De samenleving werkt ook niet bepaald mee in de richting van systemische verandering boven individuele verbetering. Liefst nemen we, met geheven vingertje, bedrijven de maat die het niet goed zouden doen – net zoals individuen die onduurzame keuzes maken het moeten ontgelden. Met name als ze milieubewust en activistisch zijn. Kennelijk mag iemand die het klimaat geen bal interesseert wel vervuilen, terwijl iemand die zich er zorgen over maakt geacht wordt z’n uitstoot te beperken zodat anderen onbelemmerd hun broeikasgassen mogen lozen. Uiterst merkwaardig. De parallel met ondernemingen is groot: een individueel bedrijf wordt aangesproken of voor de rechter gesleept op grond van de individuele afwegingen en keuzes die dat bedrijf maakt, terwijl het systeem, de institutionele context, dat deze afwegingen en keuzes stuurt amper in discussie komt. Sterker nog: we willen die systeemanalyses helemaal niet horen. Het is veel comfortabeler een ander (bedrijf, consument) de schuld te geven dan aan zoiets ingewikkelds als institutionele verandering te werken. En als een bedrijf af en toe toch zich inzet voor groenere spelregels (bijvoorbeeld Shell samen met Natuur en Milieu ten tijde van het Energieakkoord) wordt dat liever stilgehouden vanwege de vrees dat dit als hypocriet wordt weggezet: ja ja, de bal bij de overheid neerleggen, maar zelf lekker doorgaan met vervuilen…

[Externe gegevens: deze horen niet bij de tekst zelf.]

PR #1218, opened 2018-03-15
Make `pay` return more information, also have a timeout

### LINKED ISSUE #1088: Better feedback when pay takes long

ZmnSCPxj:
Fixes #1088 

Ping @Sjors 

Builds on top of #1217


Sjors:
Timeout is slightly confusing term because it suggests the payment itself times out.

ZmnSCPxj:
`retry_until`? `stop_retrying_after`?

lightningd/payalgo.c
```diff
@@ -15,6 +16,107 @@
...
+	/* The raw onion reply, if TYPE_UNPARSEABLE_ONION, a
+	 * tal_arr whose parent is this struct */
+	const u8 *onionreply;
+	/* The routing failure, if TYPE_PAYMENT_REPLY, a tal
+	 * object whose parent is this struct */
+	struct routing_failure *routing_failure;
+};
+
+/* FIXME: move json_add_route_hop and json_add_route to
+ * common/json.c, share code with getroute */
```
rustyrussell: Use lightningd/jsonrpc.h where we put the other lightningd-only JSON helpers.  Or, better, refactor those into lightningd/json.[ch].

lightningd/payalgo.c
```diff
@@ -41,14 +143,73 @@ struct pay {
...
+	f->route = tal_steal(f, pay->route);
+	pay->route = NULL;
+}
+
 static void
-json_pay_success(struct command *cmd,
+json_pay_success(struct pay *pay,
 		 const struct preimage *payment_preimage,
 		 unsigned int getroute_tries,
 		 unsigned int sendpay_tries)
```
rustyrussell: I assume getroute_tries and sendpay_tries are the same as in the `struct pay` so these can be removed and maybe further unified with the json_pay_failure case?

lightningd/payalgo.c
```diff
@@ -15,6 +16,107 @@
...
 #include <sodium/randombytes.h>
 
+/* Record of failures. */
+enum pay_failure_type {
+	FAIL_UNPARSEABLE_ONION,
+	FAIL_PAYMENT_REPLY
+};
+/* A payment failure. */
+struct pay_failure {
+	/* Part of a list of failures */
```
rustyrussell: Generally prefer this comment to refer to the parent type, i.e. "Off struct pay_command pay_failures".

doc/lightning-pay.7.txt
```diff
@@ -30,6 +30,9 @@ The response will occur when the payment fails or succeeds.  Once a
 payment has succeeded, calls to *pay* with the same 'bolt11' will
 succeed immediately.
 
+If the command times out while an outgoing payment attempt is ongoing,
+you may call *pay* again to continue monitoring the payment attempt.
+
```
rustyrussell: timeout default value needs to be documented.  I'd probably choose 30 rather than 20: internet is pretty slow in Australia :)

rustyrussell:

Toch is samen werken aan systeemveranderingen in mijn ogen een aanzienlijk effectievere weg dan individuele personen of organisaties binnen dat systeem tot gedragsverandering op te roepen. Deze conclusie is overigens de laatste tijden ook door rechterlijke uitspraken bevestigd (Urgenda versus de Staat, Milieudefensie versus Shell, eilandstaat Vanatau versus alle VN-landen): staten zijn gehouden adequate milieubescherming te bieden, via regels die voor alle bedrijven geldig zijn.
Van bedrijven hoeven niet zozeer andere keuzes binnen de huidige regels te worden verwacht, als wel inzet – samen met anderen zoals NGO’s – op andere spelregels en speelvelden die de hele meute de juiste richting op sturen. Het zal nog wel even duren voor dit besef echt doorkomt en in uitvoering wordt genomen. Maar ik zie weinig andere routes. Maar poeh, wat is het nog een lange weg te gaan.